| What you should do |
Which lines below contain the word "from"? Copy each of them.

(Data excerpts)

PR #3575, opened 2026-08-20
G1 smooth bring up for low level control

mustafab0:
## Contribution path

## Problem

Bringing up G1 for low level control using Unitree SDK caused sudden jump when transitioning from `damping` mode to `locked standing`

## Solution

Added a soft start with a Kd factor to have damping when getting into initial mode. This mimics the official behaviour of g1 when bringing up

## How to Test

This requires G1 hardware to test

`dimos run unitree-g1-groot_wbc`

## AI assistance

Used Claude Code 5.0. to help build

## Checklist

### DIFF
--- a/dimos/control/tasks/servo_task/servo_task.py
+++ b/dimos/control/tasks/servo_task/servo_task.py
@@ -183,11 +183,17 @@ class JointServoTask(BaseControlTask):
                 # our joints, track their measured positions so the hold
                 # resumes from wherever that task releases them instead of
                 # snapping back to the previously latched target.
+                # A joint missing from this snapshot stays pending: clearing
+                # it unmeasured resumes the hold on the stale pre-preemption
+                # target, and no further callback arrives once released.
+                still_pending: set[str] = set()
                 for name in self._preempted_joints:
                     position = state.joints.joint_positions.get(name)
-                    if position is not None:
-                        target[self._name_to_index[name]] = position
-                self._preempted_joints.clear()
+                    if position is None:
+                        still_pending.add(name)
+                        continue
+                    target[self._name_to_index[name]] = position
+                self._preempted_joints = still_pending
                 # Preemption defers the timeout: the joints are actively
                 # driven, and the hold must be alive when they are released.
                 self._last_update_time = state.t_now
@@ -339,7 +345,7 @@ def create_task(cfg: Any, hardware: Any) -> JointServoTask:
         kwargs["default_positions"] = params.default_positions
         # Zero timeout pairs naturally with default-hold.
         kwargs.setdefault("timeout", 0.0)
+    kwargs["hold_measured_on_start"] = params.hold_measured_on_start
     if params.hold_measured_on_start:
-        kwargs["hold_measured_on_start"] = True
         kwargs.setdefault("timeout", 0.0)
     return JointServoTask(cfg.name, JointServoTaskConfig(**kwargs))  # type: ignore[arg-type]
--- a/dimos/control/tasks/servo_task/servo_task.py
+++ b/dimos/control/tasks/servo_task/servo_task.py
@@ -55,12 +55,17 @@ class JointServoTaskConfig:
             length if provided. Useful for "hold at this pose" tasks
             (e.g. arms during whole-body locomotion). Pair with
             timeout=0.0 to hold indefinitely.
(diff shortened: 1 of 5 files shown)


dimos/control/tasks/servo_task/servo_task.py
```diff
@@ -55,12 +55,17 @@ class JointServoTaskConfig:
...
+            measured state instead of a configured pose. Startup is then
+            bumpless: a configured pose would snap the joints there from
+            wherever the robot actually is, at full stiffness.
     """
 
     joint_names: list[str]
     priority: int = 10
     timeout: float = 0.5  # 500ms default timeout
     default_positions: list[float] | None = None
+    hold_measured_on_start: bool = False
```
TomCC7, line 68: should this just be a default which is always on? at least makes more sense for default to be true? do we have a need to start holding from the pre-configured pose?

mustafab0: Yes, agreed

TomCC7: I see, this is a generic task

mustafab0: Done

mustafab0: Even so, It would be better to start with starting from the current measured position in most cases

mustafab0: I reverted this. just flipping it touches a lot of blueprints, and not a good idea to do it here

dimos/robot/unitree/g1/test_wholebody_connection.py
```diff
@@ -0,0 +1,136 @@
...
+from dimos.robot.unitree.g1.wholebody_connection import (
+    _NUM_MOTOR_SLOTS,
+    _NUM_MOTORS,
+    G1WholeBodyConnection,
+    G1WholeBodyConnectionConfig,
+)
+
+
+@contextmanager
+def _connection():
```
paul-nechifor, line 33: It would be more conventional to convert this to pytest fixture instead of a context manager.

dimos/control/tasks/servo_task/test_servo_task.py
```diff
@@ -43,3 +43,86 @@ def test_on_joint_command_requires_all_claimed_joints() -> None:
...
+
+
+def test_hold_measured_on_start_latches_the_real_pose() -> None:
+    # A configured pose would snap the joints there from wherever the robot
+    # is, at full stiffness, on the first tick — the G1 arms did exactly that.
+    task = JointServoTask(
+        "servo_arms",
+        JointServoTaskConfig(joint_names=["a", "b"], timeout=0.0, hold_measured_on_start=True),
+    )
+    task.start()
```
paul-nechifor, line 86: If you start, don't you also need to stop at some point?

TomCC7:
@mustafab0 as discussed yesterday I think we should explore the direction of not using servo_task at all. A bunch of mods here is to make `servo_task` compliant to the joint trajectory task. If servo task is just for holding robot's current locations in case the robot driver won't do on their own we should maybe let this be the default behavior of joint trajectory task directly and the logic gets much simpler

EDIT: I checked the current JTT ability and turns out it can't handle the usecase of servo task here completely. So this would be a feature instead of a fix.

dimos/control/tasks/servo_task/servo_task.py
```diff
@@ -170,8 +225,19 @@ def on_preempted(self, by_task: str, joints: frozenset[str]) -> None:
...
-        if joints & self._joint_names:
-            logger.warning(f"JointServoTask {self._name} preempted by {by_task} on joints {joints}")
+        overlap = joints & self._joint_names
+        if not overlap:
+            return
+        with self._lock:
+            self._preempted_joints |= overlap
+            should_log = overlap != self._logged_preemption
+            if should_log:
+                self._logged_preemption = frozenset(overlap)
```
TomCC7, line 235: is this frozenset variable ever used? I only see assignment but seems no usage?

TomCC7:
I have this draft pr #3610 which tries to unify joint trajectory task and joint servo task. IMO joint servo task can just be a special case of joint trajectory task. can maybe test and see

| Answer to this task |
Bringing up G1 for low level control using Unitree SDK caused sudden jump when transitioning from `damping` mode to `locked standing`
                 # resumes from wherever that task releases them instead of
+                # A joint missing from this snapshot stays pending: clearing
+            bumpless: a configured pose would snap the joints there from
TomCC7, line 68: should this just be a default which is always on? at least makes more sense for default to be true? do we have a need to start holding from the pre-configured pose?
mustafab0: Even so, It would be better to start with starting from the current measured position in most cases
+from dimos.robot.unitree.g1.wholebody_connection import (
+    # A configured pose would snap the joints there from wherever the robot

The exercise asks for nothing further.